# Aires book 2007 version. When and where from



## DJP (May 9, 2005)

I am looking to buy a 2007 Aires Book but the WHITE COPY version
and* not this* *Guide Officiel des Aires de Services Camping-car * 
Green covered copy.








I am told the White copy only shows Aires and not Campsites and Aires who charge high rates.
Any ideas please?
Dennis


----------



## sersol (Aug 1, 2005)

Hi I think you are looking for the "Le Monde" version.
I have only seen this on sale in France but be quick its very popular.
Gary


----------



## DJP (May 9, 2005)

I have now found the supplier. Thanks to a later post, I found it









from Vicarious Shop


----------



## Scotjimland (May 23, 2005)

Thanks for the info .. DJP  

Ordered my copy ..


----------



## 100339 (Aug 3, 2006)

If you use Tom Tom, it´s posible you´re interest in this:
http://www.campingcar-infos.com/index1.htm


----------



## zulurita (May 9, 2005)

Thanks very much for the link, now added to my favourites list.

Just ordered the white book as we couldn't find one in France last year.


----------



## grouch (Oct 1, 2005)

I have always used the green book. Is the white book better and if so why please.


----------



## autostratus (May 9, 2005)

Nothing like the number of stops in it but probably a better lay-out even to a few photos.
The descriptions have a number against them which ties up with the maps bound into the back of the book so easier to locate from map to book.


----------



## zulurita (May 9, 2005)

Mine arrived this morning, very good service as only ordered yesterday.


----------



## fdhadi (May 9, 2005)

Bought the Camperstop Europe book

Very pleased with it


----------



## Scotjimland (May 23, 2005)

zulurita said:


> Mine arrived this morning, very good service as only ordered yesterday.


Mine too 

I bought Camperstop last year thinking it would be better, but it fell way short of my expectations... short on directions and vital information.


----------



## DJP (May 9, 2005)

> Mine arrived this morning, very good service as only ordered yesterday.


Mine too!


----------



## griffly16 (Jul 6, 2006)

I've just received my copy of camperstop. So far not too impressed. Going on our first trip to France in a couple of weeks and many of the aires we are planning to stop at are not in there (Dinan for example). Also we did a test for the GPS co-ordinates of a place in Amsterdam and it put us smack bang in the Canal girdle. I've been to Amsterdam many times and don't recall seeing a MH friendly place in the centre of town! Entered the address in the TomTom for the same place and it was nowhere near where the GPS co-ordinates said - it was about 10 miles away.......

Will be doing a few more checks on address/co-ordinates before we go but I think I'll be buying the aires book.

Anyone want a brand-new camperstop book at a discount ? :roll:


----------



## chrisgog (May 17, 2005)

LOOKING AT vicarious BOOKS THEY HAVE A SECTION FOR "promotion code". Does anyone know if there are any codes for promotion in recent magazines?? Seems a pity not to take advantage of discount if there are any going as I have all the magazines at present.

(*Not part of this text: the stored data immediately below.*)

PR #258, opened 2018-10-01
QChem cleanup and fragmenter firetask / firework / workflow

samblau:
## Summary

* Fragmenter firetask added at qchem/firetasks/fragmenter.py. All fragment generation has been moved to pymatgen.analysis.fragmenter, thus this firetask only manages generating molecules of the correct charge and multiplicity from the list of fragments, checking the database to see if a molecule has been previously simulated, and then building new fireworks. Many tests added at qchem/firetasks/tests/test_fragmenter.py.
* FragmentFW added to qchem/fireworks/core.py which essentially just calls the fragmenter firetask. Additional tests added to qchem/fireworks/tests/test_core.py.
* Fragmentation workflow added at qchem/workflows/base/fragmentation.py. Optionally optimizes a principle molecule before calling FragmentFW. Tests added at qchem/workflows/tests/test_fragmentation.py.
* Better handling of single point calculations, which are necessary when a single atom fragment is encountered. SinglePointFW added to qchem/fireworks/core.py and tests added to qchem/fireworks/tests/test_core.py.
* Small changes and cleanup through atomate/qchem as encountered during fragmenter development and based on feedback from the previous pull request. Examples include the drone now parsing the original input file, drone better handling unstable optimizations and failed frequency flattening, max_cores being obtained from the fw_env in all cases, and additional documentation for qchem_input_params in every file where it is used. 

Note that the requirements currently use my pymatgen qchem branch. As usual, merging this PR will need to wait until my open pymatgen PR is merged and a new pymatgen version is released.


computron:
Since I am not so familiar with the QChem code - @espottesmith can you review this PR?

My only comments are some of the input parameters:
1. qchem_cmd - does this support env_chk? If so you can list in docstring?
2. multimode - does this support env_chk? If so you can list in docstring?
3. input_file / output_file - are these options really necessary, i.e., will people want to change them? One reason to exclude them is because it makes it seem (perhaps) like the FW is expecting you to have those files on hand in order to run this Firework, which I don't think is the case (it's just output filenames that you want).

espottesmith:
Yes. I will gladly take a look at this. Have never reviewed before; should I just post comments here, or is there something more that I need to do?

computron:
You can either put comments or do a code review using github tools (show diff then review changes)

@samblau I might have broken your tests by resolving a merge conflict in requirements.txt?

samblau:
Yeah, we still need to be building against pymatgen master rather than a release since all the fragmenter stuff in atomate depends on my latest pymatgen PR. I'll address the points you mentioned above and look forward to hearing Evan's comments.

samblau:
@computron qchem_cmd supports env_chk, I just forgot to say that in the documentation in core.py. However, I also currently give it a default value of "qchem" for all FWs in core, despite the fact that my actual workflows default to >>qchem_cmd<<. Perhaps I should just be consistent and get it from the environment everywhere?

Multimode does not support env_chk, and fundamentally wouldn't make sense to get from the environment since either openMP or MPI could technically be used on any system. Also, in truth, you can actually use both openMP and MPI simultaneously. However, in my experience, QChem runs best on a single node with openMP parallelization over all the cores on that node, which is why I make openMP default. But on the other hand, I didn't want to prevent a user from going the MPI route if they really wanted to. Kinda a weird situation.

You're right about input_file and output_file. I've insulated the user from these parameters at the workflow level, and I should probably do the same at the firework level. It's really only at the firetask level where I can dream up a scenario in which a user would need access to them, for instance if they wanted to use parse_outputs.py to parse a calculation run previously outside of atomate. Will take care of this shortly.

Thanks for your comments!

computron:
Ok great! A few quick follows

- It's fine by me if the default doesn't qchem_cmd use env_chk. No need to complicate things for the general user
- For multimode - one thing we were hoping to do in atomate that we didn't do in MPWorks was to try the separate the concerns of the "science" of the workflow vs the "execution details" - assuming the two are independent. Ideally, most of atomate can just focus on the science of the workflows. Any options regarding execution (like path to qchem cmd, the type of MPI you want to use, queue adapter stuff) would not necessarily be pre-determined ahead of time in the workflow - especially since different machines might have different execution environments, and you may not know ahead of time which machine you're going to run on. Instead, all these details about execution could just be set as env_chk parameter and the person doing the my_fworker.yaml can control the execution mode. Basically, the person deciding which workflows to run might not be the same person who is in charge of executing the workflows or making sure they run, so decisions on execution should get decoupled if possible
- input and output file sounds good!

samblau:
OK, your multimode point makes sense, though at the same time you've convinced me that qchem_cmd actually should default to using env_chk since it's actually even more likely to be set in stone by whatever system you're running on. Working on changes now.

samblau:
That's a good point about it being able to work by default without env_chk. But here's an awkward example - if I leave the default QChem command as "qchem", that won't work by default on NERSC, which requires "qchem -slurm".

computron:
ok - i'd say up to you and @espottesmith on how you want to do it

samblau:
OK, qchem_cmd does now default to >>qchem_cmd<< and multimode defaults to >>multimode<<, but if it isn't passed by the user or present in the environment then it becomes "openmp" so that it will work without env_check for a novice user. I could do the same for qchem_cmd, but I think it's reasonable to just force to user to either define it with their firework or in their environment since it's so important. Same with max_cores, though I could see an argument for having a fallback default of 1 core.

Input file and output file names have been removed as arguments from all fireworks. 

I personally find the idea of making an orig folder to be more clunky than how I have it now, but we could chat more about that over slack.

Since you have the most experience with smd/smx, perhaps you'd want to work on this and do a PR into my repos?

We're on the same page with build_MoleculeGraph.

If you make them top level imports, you end up with an import loop that breaks everything since both files then import each other. Try it out on your local machine - it's pretty funny honestly. 

I've made get_fragmentation_wf have a default of depth=1.

FYI, I'm going to be on vacation Monday and Tuesday, but let's touch base on this again Wednesday.

espottesmith:
I think forcing a user to define their qchem command is reasonable. I don't know how I feel about forcing specification of number of cores. It's probably fine in any reasonable case. I don't think I've ever run a job where I didn't explicitly specify number of cores.

Definitely happy to talk more about the orig implementation. Also would be happy to add the smd/smx functionality to my to-do list.

Makes sense. I figured you had a good reason for the function-level import, but I couldn't see what exactly it was.

Enjoy the vacation. I'll hopefully have PRs ready by the time you get back.

samblau:
Thanks, Evan! Of course, we still need to wait for new pymatgen and custodian versions, but that's how it goes.

computron:
Lets merge now

Few people will be using this anyway at the moment

If you can keep an eye on the custodian release and submit a PR when that's there, that would be helpful.

samblau:
Will do. Thanks again!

I personally prefer the white book as it is much more user friendly. I use the green one as a back up copy then. I too spend too much time looking for the latest of these books so I will take advantage of ordering these here instead.

Chris


----------



## PIANOSONIC (May 10, 2005)

*le monde aires guide*

hi
just received my le monde 2007 aires guide couldn't find it in france last year.fantastic service from vicarious books next day delivery.also used my m.h.f. subscriber discount with no probs.

regards t.c.


----------



## chrisgog (May 17, 2005)

thanks t.c.


----------



## 100266 (Jul 30, 2006)

griffly16 said:


> Anyone want a brand-new camperstop book at a discount ? :roll:


We will be happy to give you a full refund, just post it back with your name and address and order number if you have it.

You can find the motorhome facts discount code in the discount forum.

Chris Vicarious Books


----------



## griffly16 (Jul 6, 2006)

Thanks for that Chris. Unfortunately I didn't get it from Vicarious. I was only joking anyway - going to keep it as the more books the merrier... ;-)


----------